PR #3475, opened 2022-07-07
build-system: allow adaptive building without WebKit

dirkhh:
This should avoid build failures on platforms where we don't know if
QtWebKit will be available or not.

The options for printing and user manual are awkward to work with. This
all needs to be cleaned up at some point. Right.

- [x] Build system change

with this we should be able to trigger OBS builds for openSUSE Leap 15.4 and Tumbleweed again

### Changes made:

this actually tries to make the logic of print and user manual enabling a bit cleaner.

## TASK TO CARRY OUT
Throughout the data above, copy all lines where the word "user" is found.

## SOLUTION FOR THIS TASK
The options for printing and user manual are awkward to work with. This
this actually tries to make the logic of print and user manual enabling a bit cleaner.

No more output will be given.